When you need A LOT of data from the Global Biodiversity Information Facility (GBIF) you may want to use the GBIF download web service. rgbif
has an interface fro GBIF downloads in the functions prefixed with occ_download
.
In a recent fix to rgbif
you can now do more complex download queries that failed before the fix.
In the below example, we search for multiple taxon keys, with multiple basisOfRecord
values, and with various other requirements (country
, hasCoordinate
, hasGeospatialIssue
), as well as two range queries.
Note that whereas you can do range queries with occ_data
or occ_search
like
res <- occ_data(depth='50,100', limit = 20)
res$data$depth
#> [1] 81 81 81 81 81 81 81 81 81 81 81 81 81 81 66 94 65 65 65 65
Where we want records with depth values between 50 and 100 - you CAN do range queries with occ_download
, but you have to separate your ranges into separate statements, like depth >= 50
and depth <= 100
.
Here’s the occ_download
example
res <- occ_download(
"taxonKey = 2480946,5229208",
"basisOfRecord = HUMAN_OBSERVATION,OBSERVATION,MACHINE_OBSERVATION",
"country = US",
"hasCoordinate = true",
"hasGeospatialIssue = false",
"year >= 1999",
"year <= 2011",
"month >= 3",
"month <= 8"
)
There’s a few things to explain here.
First, instead of passing in a vector of taxon keys we need to pass in a single character vector comma separated with taxon keys. In the request sent to GBIF, it gets parsed out like:
"type": "or",
"predicates": [
{
"type": "equals",
"key": "TAXON_KEY",
"value": "2480946"
},
{
"type": "equals",
"key": "TAXON_KEY",
"value": "5229208"
}
]
In addition, there are multiple values of basisOfRecord
, and those similarly are parsed:
"type": "or",
"predicates": [
{
"type": "equals",
"key": "BASIS_OF_RECORD",
"value": "HUMAN_OBSERVATION"
},
{
"type": "equals",
"key": "BASIS_OF_RECORD",
"value": "OBSERVATION"
},
{
"type": "equals",
"key": "BASIS_OF_RECORD",
"value": "MACHINE_OBSERVATION"
}
]
The remainder of the query terms are individually sent and are more straightforward.

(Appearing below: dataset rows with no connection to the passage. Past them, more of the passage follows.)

PR #3459, opened 2026-07-10
Handle zero-mass particles in SolverStyle3D

### LINKED ISSUE #3451: [BUG] SolverStyle3D produces NaNs for active zero-mass particles
### Bug Description

`newton.solvers.style3d.add_cloth_mesh()` initially creates every input vertex as an active zero-mass particle, then assigns mass only to vertices referenced by valid triangles. Isolated vertices and vertices left unused after face filtering therefore remain active with zero mass.

`init_step_kernel()` checks only `ParticleFlags.ACTIVE` before computing `f_ext / mass`. A single Style3D step turns the isolated vertex position and velocity into NaN. Zero-mass particles should remain fixed and finite.

### Reproduction Script

```python
import newton
import warp as wp

builder = newton.ModelBuilder(gravity=0.0)
newton.solvers.SolverStyle3D.register_custom_attributes(builder)
newton.solvers.style3d.add_cloth_mesh(
    builder,
    pos=(0, 0, 0),
    rot=wp.quat_identity(),
    vel=(0, 0, 0),
    vertices=((0, 0, 0), (1, 0, 0), (0, 1, 0), (2, 2, 0)),
    indices=(0, 1, 2),
    density=1.0,
)
model = builder.finalize()
solver = newton.solvers.SolverStyle3D(model, iterations=1, linear_iterations=1)
state_0 = model.state()
state_1 = model.state()
solver.step(state_0, state_1, model.control(), model.contacts(), 0.01)
print(state_1.particle_q.numpy()[3])
```

### System Information

- Newton: current `main` at `9af5a9f4`
- Warp: `1.15.0.dev20260626`
- GPU: NVIDIA GeForce RTX 4080

han-xudong:
## Description

Treat Style3D particles as dynamically solvable only when they are active and have positive mass. This prevents isolated or filtered-out vertices from dividing external force by zero and keeps zero-mass rows out of optional contact and mouse-drag diagonal assembly.

Moving kinematic Style3D particles remain outside this PR's scope; zero-mass particles are kept fixed and finite.

Closes #3451.

## Checklist

## Test plan

```bash
env WARP_CACHE_ROOT=/tmp/newton-plan05-final2-cache uv run --extra dev -m newton.tests -k test_solver_style3d
env WARP_CACHE_ROOT=/tmp/newton-plan05-example-cache uv run --extra dev -m newton.tests -k test_cloth.example_cloth_hanging_style3d
uvx pre-commit run -a
git diff --check
```

## Bug fix

**Steps to reproduce:**

1. Build Style3D cloth from four vertices but only one triangle using the first three vertices.
2. Finalize the model; the isolated fourth vertex is active with zero mass.
3. Advance one Style3D step and observe non-finite position and velocity values for the isolated vertex.

**Minimal reproduction:**

```python
newton.solvers.style3d.add_cloth_mesh(
    builder,
    pos=(0.0, 0.0, 0.0),
    rot=wp.quat_identity(),
    vel=(0.0, 0.0, 0.0),
    vertices=((0, 0, 0), (1, 0, 0), (0, 1, 0), (2, 2, 0)),
    indices=(0, 1, 2),
    density=1.0,
)
```

## Summary by CodeRabbit

* **Bug Fixes**
  * Fixed Style3D so zero-mass particles remain finite and remain fixed during solver steps.
  * Zero-mass particles are now automatically deactivated during solving (without changing the model’s stored particle flags).

* **Tests**
  * Added tests verifying isolated zero-mass particles stay stationary with zero velocity and all values remain finite after a step.
  * Added tests verifying proxy-marked zero-mass particles are deactivated internally while keeping model flags unchanged.
  * Added tests confirming solver-internal flags reflect runtime model updates.


WenchaoHuang (commented):
@han-xudong  Thanks for this contribution!

The isolated vertices could indeed cause the simulation to fail previously because `inv_A_diags` uses `mass / dt^2` in the denominator, while isolated vertices hass zero mass.
In principle, adding a check in `prepare_jacobi_preconditioner_kernel` would already be sufficient to avoid this issue.

Your fix is a robust solution. Handling the zero-mass vertices everywhere they might need to be considered is definitely the safe approach. The only overhead is one additional read from `particle_mass` per nonlinear step.

I wonder if there might be a cleaner approach. For example, similar to `ParticleFlag`, we could mark isolated vertices as `INACTIVE` upfront, instead of adding checks for them in multiple kernels. That would also avoid repeating the same condition throughout the code.

For example, during solver initialization, we could make a copy of `model.particle_flags` and mark all zero-mass particles as not ACTIVE. Then, everywhere inside the solver that currently uses `model.particle_flags` could instead use `self._particle_flags`. I think this would make the intent a bit clearer and avoid having to handle zero-mass particles repeatedly throughout the solver.

han-xudong:
Hi @WenchaoHuang, I updated the implementation in `9fcd3a78` to use a solver-local copy of `particle_flags`. The solver now clears `ACTIVE` once for non-positive-mass particles during initialization and reuses the private flags in all Style3D kernels, leaving the shared model flags unchanged and removing the repeated mass reads.

The updated CPU/CUDA tests verify zero-mass deactivation, preservation of other flag bits, and that `model.particle_flags` is not mutated. The full Style3D tests, the cloth-hanging regression, and pre-commit all pass.

WenchaoHuang (changes requested):

WenchaoHuang (dismissed):
Thanks!

han-xudong:
Hi @WenchaoHuang, I updated the implementation in `56a07083`. Zero-mass particles now receive a solver-local flag value of `0`, so no other bits remain set. I also addressed the follow-up about dynamic model changes by refreshing the local flags from `model.particle_flags` at the start of every step and reapplying zero-mass deactivation using the current masses. New CPU/CUDA coverage verifies runtime mass and flag updates, and the full Style3D and cloth-hanging regressions pass. Could you please take another look?

newton/tests/test_solver_style3d.py
```diff
@@ -33,6 +34,97 @@ def test_constructor_precomputes_fixed_pd_matrix(test, device):
...
+    )
+    model = builder.finalize(device=device)
+    solver = newton.solvers.SolverStyle3D(model, iterations=1, linear_iterations=1)
+
+    masses = model.particle_mass.numpy()
+    masses[0] = 0.0
+    model.particle_mass.assign(masses)
+    model_flags = model.particle_flags.numpy()
+    model_flags[1] = 0
+    model.particle_flags.assign(model_flags)
```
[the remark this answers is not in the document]
han-xudong: Addressed in `4fda004f`. Both runtime test snapshots now use `.numpy().copy()`, so the CPU assertions compare against independent arrays rather than aliased Warp buffers. The four CPU/CUDA solver-flag tests and `pre-commit` pass.

CHANGELOG.md
```diff
@@ -92,6 +92,7 @@
 - Tune VBD contact settings in the `basic_shapes` and `cable_bundle_hysteresis` examples for more consistent friction and recovery behavior.
 - Fix USD import ignoring ancestor material bindings with `strongerThanDescendants` strength when a mesh authors `material:binding` without applying `MaterialBindingAPI`: material resolution now uses UsdShade's canonical `ComputeBoundMaterial` unconditionally, which also adds collection-based binding support. Prims authoring bindings without the applied schema are invalid USD and now surface USD's own warning (once per prim per import) — fix such assets with `usdchecker` or `usd-validation-nvidia`.
 - Fix `ModelBuilder.add_usd()` to honor `ignore_paths` in the custom-frequency traversal, so prims under ignored subtrees no longer register spurious custom-frequency rows in two-pass import workflows. (#3406)
+- Keep zero-mass Style3D particles fixed and finite during solver steps. (#3451)
```
WenchaoHuang: Replace this with "Fix Style3D solver divergence caused by isolated vertices."

WenchaoHuang (changes requested):

CHANGELOG.md
han-xudong: Updated in `17816959` with the requested wording: “Fix Style3D solver divergence caused by isolated vertices.”

WenchaoHuang:
> Hi @WenchaoHuang, I updated the implementation in `56a07083`. Zero-mass particles now receive a solver-local flag value of `0`, so no other bits remain set. I also addressed the follow-up about dynamic model changes by refreshing the local flags from `model.particle_flags` at the start of every step and reapplying zero-mass deactivation using the current masses. New CPU/CUDA coverage verifies runtime mass and flag updates, and the full Style3D and cloth-hanging regressions pass. Could you please take another look?

I misread it as `~ParticleFlag.ACTIVE`. Your original implementation was correct. Removing only `ParticleFlag.ACTIVE` bit is the right behavior.

han-xudong:
Hi @WenchaoHuang, I restored the original bit-mask behavior in `941ded78`: zero-mass particles now clear only `ParticleFlags.ACTIVE`, while preserving `PROXY` and any other metadata bits. The regression test again verifies this explicitly on CPU and CUDA. The full Style3D suite, cloth-hanging regression, and `pre-commit` all pass.

WenchaoHuang (approved):
LGTM!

We can check to see when the download has succeeded like
occ_download_meta(res)
#> <<gbif download metadata>>
#> Status: SUCCEEDED
#> Download key: 0053344-160910150852091
#> Created: 2017-01-19T23:46:23.536+0000
#> Modified: 2017-01-19T23:47:03.791+0000
#> Download link: http://api.gbif.org/v1/occurrence/download/request/0053344-160910150852091.zip
#> Total records: 21
#> Request:
#> type: and
#> predicates:
#> > type: or
#> predicates:
#> - type: equals, key: TAXON_KEY, value: 2480946
#> - type: equals, key: TAXON_KEY, value: 5229208
#> > type: or
#> predicates:
#> - type: equals, key: BASIS_OF_RECORD, value: HUMAN_OBSERVATION
#> - type: equals, key: BASIS_OF_RECORD, value: OBSERVATION
#> - type: equals, key: BASIS_OF_RECORD, value: MACHINE_OBSERVATION
#> > type: equals, key: COUNTRY, value: US
#> > type: equals, key: HAS_COORDINATE, value: true
#> > type: equals, key: HAS_GEOSPATIAL_ISSUE, value: false
#> > type: greaterThanOrEquals, key: YEAR, value: 1999
#> > type: lessThanOrEquals, key: YEAR, value: 2011
#> > type: greaterThanOrEquals, key: MONTH, value: 3
#> > type: lessThanOrEquals, key: MONTH, value: 8
And we get status of the request, as well as the query terms broken out into a summary.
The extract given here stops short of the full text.